To investigate the relationship between this novel signature and immune cell infiltration, we performed ssGSEA based on DEMRGs between different risk groups. The result revealed that the high-risk group of both TCGA and ICGC datasets had higher contents of macrophages, Th2_cells, and Treg. It is widely accepted that macrophages [28, 29], Th2_cells [30], and Treg [28, 31] could promote tumor propagation and invasion and are associated with unfavorable prognosis. Especially, CD4+ CD25+ Foxp3+ regulatory T cells could secrete inhibitory cytokines (IL-10 and TGF-β) to suppress NK cells and CD8+ T cells activity, resulting in T cell exhaustion and the defective antitumor effect [32]. Moreover, Type_II_IFN_Response and NK_cells were higher in low-risk patients. It is possibly because type II IFN is mainly released by NK_cells [33], which are major components of innate and adaptive immune defense against tumorigenesis [34]. Besides, the antigen-presenting process, including APC_co_stimulation, iDCs, aDCs, MHC_Class_I, and HLA, earned a high score in the high-risk group. One speculation is that mesenchymal cells have to revert to epithelial status to form metastatic colonization. This process is required by reactivation of signaling pathway and attachment between heterologous cells and healthy tissue, resulting in activation of antigen-presenting cells and promotion of antitumor T cell activity [6].

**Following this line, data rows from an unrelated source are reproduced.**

PR #3036, opened 2024-09-12
fix: setting up node with modified config

gabrielmer:
# Description
We currently modify a copy of our configurations when initializing a node in https://github.com/waku-org/nwaku/blob/1713f562353476235a2076941775a1f150d7c615/waku/factory/waku.nim#L104-L106

However, we don't use this modified configuration when setting up the protocols and initializing the node, which causes mismatches between them.

Added a fix to use the same version of the configuration at the`wakunode2` application layer.

# Changes

- [x] using modified config copy in `wakunode2`

### DIFF
--- a/waku/factory/waku.nim
+++ b/waku/factory/waku.nim
@@ -101,16 +101,15 @@ proc validateShards(conf: WakuNodeConf): Result[void, string] =
 
 ## Initialisation
 
-proc init*(T: type Waku, conf: WakuNodeConf): Result[Waku, string] =
-  var confCopy = conf
+proc init*(T: type Waku, confCopy: var WakuNodeConf): Result[Waku, string] =
   let rng = crypto.newRng()
 
-  logging.setupLog(conf.logLevel, conf.logFormat)
+  logging.setupLog(confCopy.logLevel, confCopy.logFormat)
 
   # TODO: remove after pubsubtopic config gets removed
   var shards = newSeq[uint16]()
-  if conf.pubsubTopics.len > 0:
-    let shardsRes = topicsToRelayShards(conf.pubsubTopics)
+  if confCopy.pubsubTopics.len > 0:
+    let shardsRes = topicsToRelayShards(confCopy.pubsubTopics)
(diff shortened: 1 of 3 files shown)


NagyZoltanPeter (approved):
Hm, nice catch! Thank you for it!

waku/factory/waku.nim
```diff
@@ -101,16 +101,15 @@ proc validateShards(conf: WakuNodeConf): Result[void, string] =
 
 ## Initialisation
 
-proc init*(T: type Waku, conf: WakuNodeConf): Result[Waku, string] =
-  var confCopy = conf
+proc init*(T: type Waku, confCopy: var WakuNodeConf): Result[Waku, string] =
```
Ivansete-status, line 104: I actually think these are the only needed changes.
Did you try to see what happens with just that?

Ivansete-status (commented):
Thanks for it! Just added a question

waku/factory/waku.nim
gabrielmer: Yes, so the need of each change is the following:

1. In this file, apart from this line, changed the name to refer that we are using a copy of the original configuration and that we're not modifying the user's input

2. In `apps/wakunode2/wakunode2.nim`, we create a copy of the original configuration and pass it to all the procs (so we don't modify the original configuration passed by the user)

3. In `tests/wakunode2/test_app.nim`, had to change from `let` to `var` for the configurations passed to `init()` now that we modify the object in the proc

NagyZoltanPeter: Do we use/re-use the original user configuration afterward? Just curious...

gabrielmer: > Do we use/re-use the original user configuration afterward? Just curious...

After that point we actually don't use the original configuration, but did it just to not override the original user configuration which generally isn't a good pattern. In principle we can avoid doing the copy and change the original but idk, it doesn't feel right haha

Ivansete-status (approved):

PR #3046, opened 2024-09-20
fix: static linking negentropy in ARM based mac

gabrielmer:
# Description

Adding `--passL:-L/opt/homebrew/lib/` when linking negentropy to fix error of missing crypto library in ARM based mac

### DIFF
--- a/Makefile
+++ b/Makefile
@@ -172,7 +172,12 @@ clean: | clean-librln
 .PHONY: negentropy
 
 LIBNEGENTROPY_BUILDDIR := $(CURDIR)/vendor/negentropy/cpp
+ifeq ($(detected_OS),Linux)
 LIBNEGENTROPY_FILE := libnegentropy.a
+else
+LIBNEGENTROPY_FILE := libnegentropy.so
+endif
+
 
 deps: | negentropy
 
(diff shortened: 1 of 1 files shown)


NagyZoltanPeter (approved):
It is that! Thanks for fixing it.

Makefile
```diff
@@ -185,7 +185,7 @@ $(LIBNEGENTROPY_FILE):
 negentropy: | $(LIBNEGENTROPY_FILE)
     ## Pass libnegentropy and it's deps to linker.
     $(eval LIBNEGENTROPY_PATH := $(shell if [ -f "$(LIBNEGENTROPY_FILE)" ]; then echo "$(LIBNEGENTROPY_FILE)"; else echo "./$(LIBNEGENTROPY_FILE)"; fi))
-    $(eval NIM_PARAMS += --passL:$(LIBNEGENTROPY_PATH) --passL:-lcrypto --passL:-lssl --passL:-lstdc++)
+    $(eval NIM_PARAMS += --passL:$(LIBNEGENTROPY_PATH) --passL:-lcrypto --passL:-lssl --passL:-lstdc++ --passL:-L/opt/homebrew/lib/)
```
Ivansete-status, line 188: I think we could be a bit more explicit and use `detected_OS` to give one value or another

Ivansete-status (approved):
LGTM! Thanks! Just minor comment

Makefile
gabrielmer: > I think we could be a bit more explicit and use `detected_OS` to give one value or another

I actually asked @NagyZoltanPeter about it and told me it doesn't hurt and no need to add an if condition for it. I have no specific preference, can do any of both ways :))

NagyZoltanPeter: Well this is opted from the negentropy Makefile we had, homebrew is really just a linker hint, doing nothing harm on linux as there are no libs on such path.

Ivansete-status: > Well this is opted from the negentropy Makefile we had, homebrew is really just a linker hint, doing nothing harm on linux as there are no libs on such path.

ah yes you are right that it doesn't cause any harm but I think is better to be explicit ( or nitpick hehe ;P )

Several limitations should be recognized in our research. First, we constructed and verified a novel MRGs signature using TCGA and ICGC dataset. Real-world cohort is required to assess its accuracy and efficacy in future. Second, this novel expression signature is constructed merely from the hallmark of MET, and many genes with the prognostic value in HCC may be neglected. Finally, the potential mechanisms between MRGs identified by this signature and immune activity are not elucidated, and future experimental studies are needed to address this problem.
5. Conclusions
We constructed and verified a novel expression signature integrating of 5 MRGs, which was significantly associated with HCC prognosis, clinicopathological features, immune status, chemotherapeutic efficacy, and immunosuppressive molecules. The molecular mechanisms between MRGs and tumor activity in HCC are largely unknown and require further experimental investigation.
Data Availability
The expression and clinical data for HCC were downloaded from the TCGA-LIHC project (https://portal.gdc.cancer.gov/repository) and ICGC database (https://dcc.icgc.org/releases/current/Projects/LINC-JP).
Conflicts of Interest
The authors declare that they have no conflicts of interest.
Authors’ Contributions
Lijun Xu performed this study and drafted the article. Qing Zheng helped design this research and edited the manuscript. The final version of the manuscript was approved by all authors.
Acknowledgments
The authors thank the family for participating in the study.